= Beginning of Section =

PR #416, opened 2025-06-05
Add lyrics config option to show line timestamps

khalil-cheddadi:
## Description

adds lyrics.show_timestamp to add the timestamp of each line
it ignores empty lines

image

### Checklist

- [x] All tests passed

### DIFF
--- a/src/config/theme/lyrics.rs
+++ b/src/config/theme/lyrics.rs
@@ -1,20 +1,17 @@
-use anyhow::Result;
 use serde::{Deserialize, Serialize};
 
 #[derive(Debug, Default, Clone)]
 pub struct LyricsConfig {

= End of Section =

**Work to be completed**
Return all the data above, unaltered and complete.

**Reply to the task**
PR #416, opened 2025-06-05
Add lyrics config option to show line timestamps

khalil-cheddadi:
## Description

adds lyrics.show_timestamp to add the timestamp of each line
it ignores empty lines

image

### Checklist

- [x] All tests passed

### DIFF
--- a/src/config/theme/lyrics.rs
+++ b/src/config/theme/lyrics.rs
@@ -1,20 +1,17 @@
-use anyhow::Result;
 use serde::{Deserialize, Serialize};
 
 #[derive(Debug, Default, Clone)]
 pub struct LyricsConfig {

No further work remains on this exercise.